WHAT IS EXPECTED: Nothing should be left out. Give all the data again exactly as written.

RECORDS PROVIDED:
##############################
Issue #1602, opened 2023-11-15
Suggestion: run code cleanup/formatter


TimothyMakkison:
The use of a formatter/code cleanup would go a long way in improving the readability of the code, there's a lot of unused usings and strange blocks of whitespace.

Perhaps adding something like csharpier or similar to the CI pipeline would help.

PR #1596, opened 2023-11-13
Minor optimizations and cleanup code. 

TimothyMakkison:
- Remove unneeded usings
- Remove some null checks (it looks like nullable annotations were hastily added so I kept most of the redundant checks in place)
- Fixed typos
- Inverted `ifs` and used early returns/continutes to reduce nesting
- Removed unneeded `parameterTypes.ToArray()` call
- Replaced `dict.ContainsKey` -> `dict[key]` with `TryGetValue` where appropiate

PR #1617, opened 2023-11-20
chore: run csharpier

TimothyMakkison:
Ran csharpier `0.25.0`, haven't made any other changes.

See #1596 & #1602


anaisbetts:
I think we probably also want to set this up as a build tool? Running it Just Once doesn't really make much sense

TimothyMakkison:
Good idea, I'm not the best at CI but I know how to run csharpier via husky if that's okay

anaisbetts:
Paging @ChrisPulman @glennawatson who I bet have a great idea on how to do this

glennawatson:
We can enforce the stylecop rules which probably be more useful long term. What we do on other rxui projects. Basically means it won't get out of control again. 

Stylecop has the advantage of allowed exception etc.

TimothyMakkison:
#1622 should automatically run csharpier on all commits.

glennawatson:
I'd prefer we don't run the csharpier ever commit and we use stylecop analysers to maintain the styling. It has more flexibility then overriding deliberate style choices.

TimothyMakkison:
Fair enough, as long as the solution removes the whitespace I'm happy 😊

glennawatson:
Let's commit this one as a one time commit, I just don't want this running EVERY commit.

Sorry for the confusion.

glennawatson:
Apologies, can you rerun the application on that failing file? Thanks.

glennawatson (approved):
##############################
SOLVED EXERCISE:
Issue #1602, opened 2023-11-15
Suggestion: run code cleanup/formatter


TimothyMakkison:
The use of a formatter/code cleanup would go a long way in improving the readability of the code, there's a lot of unused usings and strange blocks of whitespace.

Perhaps adding something like csharpier or similar to the CI pipeline would help.

PR #1596, opened 2023-11-13
Minor optimizations and cleanup code. 

TimothyMakkison:
- Remove unneeded usings
- Remove some null checks (it looks like nullable annotations were hastily added so I kept most of the redundant checks in place)
- Fixed typos
- Inverted `ifs` and used early returns/continutes to reduce nesting
- Removed unneeded `parameterTypes.ToArray()` call
- Replaced `dict.ContainsKey` -> `dict[key]` with `TryGetValue` where appropiate

PR #1617, opened 2023-11-20
chore: run csharpier

TimothyMakkison:
Ran csharpier `0.25.0`, haven't made any other changes.

See #1596 & #1602


anaisbetts:
I think we probably also want to set this up as a build tool? Running it Just Once doesn't really make much sense

TimothyMakkison:
Good idea, I'm not the best at CI but I know how to run csharpier via husky if that's okay

anaisbetts:
Paging @ChrisPulman @glennawatson who I bet have a great idea on how to do this

glennawatson:
We can enforce the stylecop rules which probably be more useful long term. What we do on other rxui projects. Basically means it won't get out of control again. 

Stylecop has the advantage of allowed exception etc.

TimothyMakkison:
#1622 should automatically run csharpier on all commits.

glennawatson:
I'd prefer we don't run the csharpier ever commit and we use stylecop analysers to maintain the styling. It has more flexibility then overriding deliberate style choices.

TimothyMakkison:
Fair enough, as long as the solution removes the whitespace I'm happy 😊

glennawatson:
Let's commit this one as a one time commit, I just don't want this running EVERY commit.

Sorry for the confusion.

glennawatson:
Apologies, can you rerun the application on that failing file? Thanks.

glennawatson (approved):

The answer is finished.